Nirmala is brought up by her parents to be a modern educated woman who also pays due reverence to traditional values. She is a loving daughter and a diligent student. She has been betrothed to Loke Nath as per his late mother’s wishes. But Nirmala’s parents are concerned that the hard-hearted Loke Nath may not be a suitable husband for her. Nirmala comes first in the BA examinations along with another student Ram Das. Loke Nath grows insecure about Nirmala’s feelings for him and tries to force her to come with him one day. But Ram Das arrives to gallantly rescue her from his clutches. Unaware of these happenings her parents are busy arranging her wedding. When Nirmala’s friend Pratima confides in them about Loke Nath’s actions the wedding is called off.
Meanwhile, Ram Das’s friend Moti plays the match maker between him and Nirmala. Loke Nath, who is involved in many unsavoury activities, tries to disrupt the wedding by having Ram Das kidnapped. But Ram Das uses his wits to escape from his predicament and Loke Nath is arrested. Ram Das and Nirmala are happily married and retire to the countryside.
Their married life is blissful and they wish to have a child. But Nirmala undergoes two traumatic pregnancies and both her infants are stillborn. During her third pregnancy a yogi tells her that because of an old curse she cannot have a child as long as she is with Ram Das. Greatly affected by this, she leaves the house on a stormy night. She ends up in a beggars’ community where with the help and care of a beggar-woman she is finally able to have a child. She is believed to be dead by Ram Das and her relatives.

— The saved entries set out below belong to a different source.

PR #4329, opened 2017-10-06
Python 3.7 is supported

hugovk:
The README says "Requests officially supports Python 2.6–2.7 & 3.3–3.7, and runs great on PyPy." so update the version in some other places too.


hugovk:
Should we instead remove 3.7 from the README and the commented out 3.7-dev from .travis.yml?

Alternatively: the commit message for the commenting out was to speed up the build: https://github.com/requests/requests/commit/2758b8b0f029abb9166eb1f124dcabe1bd35e949

Travis gives up to five parallel build jobs, but only four are taken per build. Should 3.7-dev be re-enabled?

Having said that, there's still 8 months until 3.7 release, so I think the best thing to do is not claim support yet, but if possible test it. See https://snarky.ca/how-to-use-your-project-travis-to-help-test-python-itself/

hugovk:
See https://github.com/requests/requests/pull/4341 to remove claimed support from the README.

PR #4331, opened 2017-10-10
Fix docs for data param in api

rymdhund:
The data param also accepts a list of tuples. It says so in the docs for request() but not for post(), put() and patch()


kennethreitz:
this is unnecessary information.

Issue #4309, opened 2017-09-28
Warn about possible slowness when using an older version of pyOpenSSL


PrimordialHelios:
[This](https://github.com/requests/requests/issues/4278#issuecomment-329516221) comment on #4278 suggests warning about possible slowness for older versions of pyOpenSSL.

I'd love to work on this, I'm just not sure which versions to warn about and would love input from some developers more experienced with the library.

nateprewitt:
So I think @Lukasa or @sigmavirus24 may have a more definitive answer to this, but it looks like `PyOpenSSL 16.0.0` was when the `Cryptography>=1.0` requirement was put in place. From my understanding that's when the speed ups were implemented.

We already require `Cryptography>=1.3.4` in both Requests and urllib3 though, so users entering this state are installing the PyOpenSSL requirement from another package. If we implement a warning, I think we should first check that PyOpenSSL is installed, and then if cryptography's version is less than 1.3.4.

ghost:
>so users entering this state are installing the PyOpenSSL requirement from another package. If we implement a warning, I think we should first check that PyOpenSSL is installed

Just to be clear, do you mean check that the OpenSSL module is available, or check specifically that the module is pyOpenSSL?

nateprewitt:
@PrimordialHelios, I *believe* that PyOpenSSL is sufficient (and much easier to check). We don't import or use cryptography directly in Requests, so the urllib3 pyopenssl contrib module should be our only point of contact.

PrimordialHelios:
@nateprewitt How would you suggest checking the Cryptography version without importing it directly? The only way I've been able to find is to `import .help` and check the version from `info()['cryptography']`, but that's a bit sub-optimal. Did I overlook anything?

nateprewitt:
This should be resolved with #4332 merged. Thanks again @PrimordialHelios!

PR #4332, opened 2017-10-10
Warn about possible slowness on older versions of pyOpenSSL

PrimordialHelios:
Give a warning when `cryptography < 1.3.4` and `pyOpenSSL < 16.0.0` as discussed in #4309

### DIFF
--- a/requests/__init__.py
+++ b/requests/__init__.py
@@ -71,6 +71,17 @@ def check_compatibility(urllib3_version, chardet_version):
     assert patch >= 2
 
 
+def _check_cryptography(cryptography_version):
+    # cryptography < 1.3.4
+    try:
+        cryptography_version = list(map(int, cryptography_version.split('.')))
+    except ValueError:
+        return
+
+    if cryptography_version < [1, 3, 4]:
+        warning = 'Old version of cryptography ({0}) may cause slowdown.'.format(cryptography_version)
+        warnings.warn(warning, RequestsDependencyWarning)
+
 # Check imported dependencies for compatibility.
 try:
     check_compatibility(urllib3.__version__, chardet.__version__)
@@ -83,6 +94,10 @@ except (AssertionError, ValueError):
 try:
     from urllib3.contrib import pyopenssl
     pyopenssl.inject_into_urllib3()
+
+    # Check cryptography version
+    from cryptography import __version__ as cryptography_version
+    _check_cryptography(cryptography_version)
 except ImportError:
     pass
 
--- a/AUTHORS.rst
+++ b/AUTHORS.rst
@@ -178,3 +178,4 @@ Patches and Suggestions
 - Ryan Pineo (`@ryanpineo <https://github.com/ryanpineo>`_)
 - Ed Morley (`@edmorley <https://github.com/edmorley>`_)
 - Matt Liu <liumatt@gmail.com> (`@mlcrazy <https://github.com/mlcrazy>`_)
+- Taylor Hoff <primdevs@protonmail.com> (`@PrimordialHelios <https://github.com/PrimordialHelios>`_)
--- a/HISTORY.rst
+++ b/HISTORY.rst
@@ -8,6 +8,8 @@ dev
 
 **Improvements**
 
+- Warn user about possible slowdown when using cryptography version < 1.3.4
+
 **Bugfixes**
 
 - Parsing empty ``Link`` headers with ``parse_header_links()`` no longer return one bogus entry


requests/__init__.py
```diff
@@ -86,6 +87,25 @@ def check_compatibility(urllib3_version, chardet_version):
 except ImportError:
     pass
 
+# Check for older version of pyOpenSSL
+def check_pyopenssl(cryptography_version, pyopenssl_version):
```
sigmavirus24: This should be a private function. We really shouldn't be exposing this as part of our API.

requests/__init__.py
```diff
@@ -86,6 +87,25 @@ def check_compatibility(urllib3_version, chardet_version):
...
+    # Only applies to pyOpenSSL
+    if sys.modules['OpenSSL'].__title__ == 'pyOpenSSL':
```
sigmavirus24: I feel like there's a bifurcation. Below we check that `'OpenSSL' in sys.modules` why not do this check there too? Further, is there another `OpenSSL` module that we might import that isn't `pyOpenSSL`? What is this check protecting against?

requests/__init__.py
```diff
@@ -86,6 +87,25 @@ def check_compatibility(urllib3_version, chardet_version):
...
+        # Warning only applies for Cryptography < 1.3.4
+        if list(map(int, cryptography_version.split('.'))) < [1, 3, 4]:
+            # Warning only applies for pyOpenSSL < 16.0.0
+            assert list(map(int, cryptography_version.split('.'))) < [16, 0, 0]
```
sigmavirus24: This will always be false since no relesaed version of cryptography is `16.0.0` or higher. I think this was meant to be `pyopenssl_version`

requests/__init__.py
```diff
@@ -86,6 +87,25 @@ def check_compatibility(urllib3_version, chardet_version):
...
+
+# Check cryptography version
+if 'OpenSSL' in sys.modules:
+    try:
+        cryptography_version = sys.modules['cryptography'].__version__
+        pyopenssl_version = sys.modules['OpenSSL'].__version__
+        check_pyopenssl(cryptography_version, pyopenssl_version)
+    except (AssertionError, ValueError):
+        warning = 'Old version of pyOpenSSL ({0}) may cause slowdown.'.format(pyopenssl_version)
```
sigmavirus24: Is the issue for old versions of `pyOpenSSL` or `cryptography`.

requests/__init__.py
ghost: `check_compatibility()` defined just above `check_pyopenssl` wasn't private, so I thought it would be best to expose this too for the sake of consistency.

requests/__init__.py
ghost: I misread a reply to the #4309 and assumed multiple packages could provide an `OpenSSL` module, but it looks like I was wrong. I'll remove that `__title__` check.

requests/__init__.py
ghost: Yeah, it's supposed to be `pyopenssl_version`, I can't believe I missed that typo!

requests/__init__.py
ghost: Old versions of `pyOpenSSL`. @nateprewitt recommended checking `Cyptography`'s version before `pyOpenSSL` in [this comment](https://github.com/requests/requests/issues/4309#issuecomment-332942003).

nateprewitt: To clarify, I believe the comment says we want to verify `pyOpenSSL` is installed, and if it is check that `cryptography` is at least 1.3.4 which is our minimum requirement. We haven't done any testing to see how far back you need to go with `cryptography` for the slowdown to occur, but 1.3.4 should be sufficient.

requests/__init__.py
```diff
@@ -86,6 +87,25 @@ def check_compatibility(urllib3_version, chardet_version):
...
+def check_pyopenssl(cryptography_version, pyopenssl_version):
+    # Only applies to pyOpenSSL
+    if sys.modules['OpenSSL'].__title__ == 'pyOpenSSL':
+        # Warning only applies for Cryptography < 1.3.4
+        if list(map(int, cryptography_version.split('.'))) < [1, 3, 4]:
+            # Warning only applies for pyOpenSSL < 16.0.0
+            assert list(map(int, cryptography_version.split('.'))) < [16, 0, 0]
+
+# Check cryptography version
+if 'OpenSSL' in sys.modules:
```
nateprewitt: I also don't think we actually need the check to be this complicated. We're already checking for `pyOpenSSL` with our `inject_pyopenssl_into_urllib3` above. A simple helper function that checks cryptography's version meets or exceeds our threshold (supposedly 1.3.4), and otherwise displays a warning, should be sufficient.

requests/__init__.py
```diff
@@ -70,6 +71,12 @@ def check_compatibility(urllib3_version, chardet_version):
     assert minor < 1
     assert patch >= 2
 
+# Check for older version of pyOpenSSL
+def __check_pyopenssl(pyopenssl_version, cryptography_version):
```
nateprewitt: This should really be _check_cryptography because that's what we're concerned about.

requests/__init__.py
```diff
@@ -70,6 +71,12 @@ def check_compatibility(urllib3_version, chardet_version):
...
+    # Warning only applies for Cryptography < 1.3.4
+    if list(map(int, cryptography_version.split('.'))) < [1, 3, 4]:
+        # Warning only applies for pyOpenSSL < 16.0.0
```
nateprewitt: So we don't really care about the version of pyOpenSSL, the only reason it's significant is 16.0 is where a version constraint for cryptography > 1.0 is put in place. Let's remove this check and just launch the warning if cryptography doesn't meet our requirement. That's the source of the slowdown.

requests/__init__.py
```diff
@@ -83,8 +90,16 @@ def check_compatibility(urllib3_version, chardet_version):
 try:
     from urllib3.contrib import pyopenssl
     pyopenssl.inject_into_urllib3()
+
+    # Check pyOpenSSL version
+    cryptography_version = sys.modules['cryptography'].__version__
```
nateprewitt: No need to pass both of these. We don't actually care about the pyOpenSSL version as I stated above, just that it's being imported for urllib3.

We can do the check with something like:
```
from cryptography import __version__ as cryptography_version
```

This allows us to have to only worry about the import error.

requests/__init__.py
```diff
@@ -83,8 +90,16 @@ def check_compatibility(urllib3_version, chardet_version):
...
+    pyopenssl_version = sys.modules['OpenSSL'].__version__
+    __check_pyopenssl(pyopenssl_version, cryptography_version)
 except ImportError:
     pass
+except (AssertionError, ValueError):
+    warning = 'Old version of pyOpenSSL ({0}) may cause slowdown.'.format(pyopenssl_version)
```
nateprewitt: Let's move this into the `_check_cryptography` function.

requests/__init__.py
ghost: Ah, I just misunderstood the cause of the slowdown. Thanks for pointing that out, I'll get on this as soon as I can!

requests/__init__.py
```diff
@@ -71,12 +71,11 @@ def check_compatibility(urllib3_version, chardet_version):
     assert minor < 1
     assert patch >= 2
 
-# Check for older version of pyOpenSSL
-def __check_pyopenssl(pyopenssl_version, cryptography_version):
-    # Warning only applies for Cryptography < 1.3.4
+def _check_cryptography(cryptography_version):
+    # Cryptography < 1.3.4
```
nateprewitt: One petty nit and we're set here I think. Mind lowecasing the cryptography package name here, below in the warning message, and in the try/except comment?

requests/__init__.py
```diff
@@ -43,6 +43,7 @@
 import urllib3
 import chardet
 import warnings
+import sys
```
nateprewitt: Sorry before we squash this import is also not being used anymore.

requests/__init__.py
```diff
@@ -70,6 +71,11 @@ def check_compatibility(urllib3_version, chardet_version):
     assert minor < 1
     assert patch >= 2
 
+def _check_cryptography(cryptography_version):
+    # cryptography < 1.3.4
+    if list(map(int, cryptography_version.split('.'))) < [1, 3, 4]:
+        warning = 'Old version of Cryptography ({0}) may cause slowdown.'.format(cryptography_version)
```
nateprewitt: And cryptography is still capitalized here.

requests/__init__.py
ghost: I *think* I figured out how to squash, but I might be wrong. If there are some weird commits, that's probably why.

ghost:
I think I squashed everything right this time. Please let me know if I missed something!

ghost:
Great! Thanks for working with me and helping me get some experience, I really appreciate it!

requests/__init__.py
```diff
@@ -70,6 +70,11 @@ def check_compatibility(urllib3_version, chardet_version):
     assert minor < 1
     assert patch >= 2
 
+def _check_cryptography(cryptography_version):
+    # cryptography < 1.3.4
+    if list(map(int, cryptography_version.split('.'))) < [1, 3, 4]:
```
Lukasa: This check will break if for any reason cryptography has a non-numerical version string. As in other places, we should aim to tolerate that by assuming that weird cryptography version numbers will be fine.

ghost:
I've updated the changelog, added myself to AUTHORS.rst, and fixed the commit message.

During the occasion of Sankranti, a fellow beggar takes her baby to aid in her begging when Nirmala (now known as Nimmi) is sleeping. On that fateful day, a depressed and restless Ram Das goes for a walk and encounters the woman with the child. Driven by pity when he learns that the child is an orphan, he pays the woman some money to let him adopt the child. Nirmala is traumatised by the disappearance of her child and never fully recovers from it.
Years later, Ram Das is out with his now grown up son and his family. His son is married and has a child of his own. Nirmala and her friend come to ask for alms, but a disturbed Nirmala mistakes her grandchild to be her child and tries to run away with him. In the ensuing altercation Ram Das realises her true identity and the two are finally reunited. The song Jeevan Hai Sangram sung by the beggars provides the major leitmotif for Nirmala’s story. She is finally able to overcome her struggles and be happy with her family.